[Collected data entries]
PR #5538, opened 2017-10-22
PR: Reduce row height in dependencies dialog

timhoffm:
By default, Qt uses an unnecessarily large row height for tables. This results in not many rows being visible in the dependency dialog.

This patch reduces the row height of the dependency table.

Before:
grafik

After:
grafik


ccordoba12:
Thanks for your contribution!

Issue #5558, opened 2017-10-24
Setting "Clear Line" Keyboard Shortcut Does Not Work Properly


CAM-Gerlach:
## Description

The default KB shortcut for clear line in the console requires some gymnastics (Shift-Esc) and takes far longer than my typical Ctrl-A, Backspace, which does not work for whatever reason (as Ctrl-A/Select-All does not select the current line in the console, as it presumably should). Thus, I went to set it, but seemingly regardless of what I set it to, there was some problem or another. 

Setting it to Ctrl-D made it behave like the delete key, deleting one character at a time in front of the cursor. Setting it to Shift-Ctrl-Backspace made it delete one word at a time, like Ctrl-Backspace, and Shift-Ctrl-Delete did the same thing, except forward-delete like Ctrl-Del. Setting Alt-D selected debug in the Debug menu, like Alt-keys otherwise do. Setting Ctrl-Alt-Shift F made the cursor advance one character forward at a time without deleting, like the right arrow. Setting Ctrl-Shift-A made it select all the text in the console window (pity Ctrl-A didn't do anything, i.e. select the current line like in most other consoles, or I'd be in business without having to worry about this shortcut). Finally, setting an arbitrary shortcut (Ctrl-Shift-Alt-J) made it just type the letter J. However, Shift-Esc, as well as just Esc, still cleared the line even though it wasn't set. 

To make an overly long story short, these are all different shortcuts, which function regardless of how this shortcut it set, which leads to the obvious conclusion that changing the setting isn't actually doing anything. Perhaps it it might have something to do with it being specifically for the console, as it does not conflict (in the KB shortcuts dialog) with other non-console shortcuts, as it should, but neither does it actually do anything to change it.

**What steps will reproduce the problem?**

1. Set "Clear Line" shortcut to something other than the default
2. Attempt to use new shortcut
3. Fail

**What is the expected output? What do you see instead?**

Expected: Set shortcut (ideally, personally I'd prefer Ctrl-D to mirror the editor) clears current line in the console. Also, see no reason why Ctrl-A shouldn't select the current line, as it does in most other (decent) consoles, which then enables easy copying, pasting, deletion, etc.

Actual: Selected shortcut does nothing, or performs some other function, while previous shortcut does not work. Ctrl-A does nothing, while Ctrl-Shift-A selects all console text (not just current line).

**Additional Information**

[...]

PR #5560, opened 2017-10-24
PR: Make clear line shortcut configurable in the IPython console

rlaverde:
Fixes: #5558

I'm not sure if it's the best solution because the `Shift+Esc` shortcut isn't replaced, instead a new shortcut is added for the same action


ccordoba12:
This is a temporary solution, but it's fine. What we need to do for the future is to make all `qtconsole` shortcuts configurable.

Do you want to work on that one?

rlaverde:
>What we need to do for the future is to make all qtconsole shortcuts configurable.
Do you want to work on that one?

Hmm yes, but those changes should be done in qtconsole? something like exposing a function for reconfigurate shortcuts?

ccordoba12:
> those changes should be done in qtconsole?

Yep, they need to be done in `qtconsole` itself, perhaps by exposing a lot of class attributes that can be redefined by us when sub-classing `RichJupyterWidget`.

PR #5585, opened 2017-10-27
PR: Fix ValueError when switching Python interpreters

### LINKED ISSUE #5402: ValueError: invalid literal for int() with base 10: b''
## Description

1. 
2. 
3. 

  File "/anaconda3/lib/python3.6/site-packages/spyder/plugins/maininterpreter.py", line 162, in python_executable_switched
    self.warn_python_compatibility(cust_pyexec)
  File "/anaconda3/lib/python3.6/site-packages/spyder/plugins/maininterpreter.py", line 171, in warn_python_compatibility
    console_version = int(proc.communicate()[0])
ValueError: invalid literal for int() with base 10: b''

* Spyder Version: 3.2.3 
* Python Version: 3.6.2
* Qt Versions: 5.6.2, PyQt5 5.6 on Darwin

## Dependencies
```

```

csabella:
Fixes #5402.

In issue #5402, the call to sys.version_info was returning `b''` instead of `b'3'`.  The ValueError was a result of calling int() on an empty bytes value.  The change checks for this exception and treats it the same as the call to `programs.is_python_interpreter()`.

I don't know why the subprocess call with the program name and -h option would work in `is_python_interpreter()`, but the -c option call from `warn_python_compatibility` wouldn't returning a valid value.  The assumption made was that if the -c option doesn't work, then something else might be wrong with the interpreter, so it switches back to the default.

### DIFF
--- a/spyder/plugins/maininterpreter.py
+++ b/spyder/plugins/maininterpreter.py
@@ -139,26 +139,24 @@ class MainInterpreterConfigPage(GeneralConfigPage):
         """Custom Python executable value has been changed"""
         if not self.cus_exec_radio.isChecked():
             return
+        def_pyexec = get_python_executable()
         if not is_text_string(pyexec):
             pyexec = to_text_string(pyexec.toUtf8(), 'utf-8')
+        if pyexec == def_pyexec:
+            return
         if (not programs.is_python_interpreter(pyexec) or
             not self.warn_python_compatibility(pyexec)):
             QMessageBox.warning(self, _('Warning'),
                     _("You selected an invalid Python interpreter for the "
                       "console so the previous interpreter will stay. Please "
                       "make sure to select a valid one."), QMessageBox.Ok)
-            self.pyexec_edit.setText(get_python_executable())
+            self.pyexec_edit.setText(def_pyexec)
             return
 
     def python_executable_switched(self, custom):
         """Python executable default/custom radio button has been toggled"""
-        def_pyexec = get_python_executable()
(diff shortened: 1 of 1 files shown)


spyder/plugins/maininterpreter.py
```diff
@@ -158,8 +157,8 @@ def python_executable_switched(self, custom):
         if not is_text_string(cust_pyexec):
             cust_pyexec = to_text_string(cust_pyexec.toUtf8(), 'utf-8')
         if def_pyexec != cust_pyexec:
-            if custom:
-                self.warn_python_compatibility(cust_pyexec)
+            if custom and not self.warn_python_compatibility(cust_pyexec):
+                self.pyexec_edit.setText(def_pyexec)
```
ccordoba12: I think we should show the same warning as above before doing this, i.e.

    You selected an invalid Python interpreter for the console so the previous ...

ccordoba12:
Thanks @csabella! This looks good to me, except for my minor comment.

spyder/plugins/maininterpreter.py
csabella: @ccordoba12   

`python_executable_changed` and `python_executable_switched` had very similar code, especially with the addition of this message.  Instead of duplicating the message, I instead changed it to call `python_executable_changed` from `python_executable_switched`.  I hope that's OK.

ccordoba12:
@csabella, please fix the pep8 issue here.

▶ _REQUIRED ACTION_: If a line of the records contains the word "problem", count it; give only the total.

▶ _ANSWER FOR THE TASK_: 2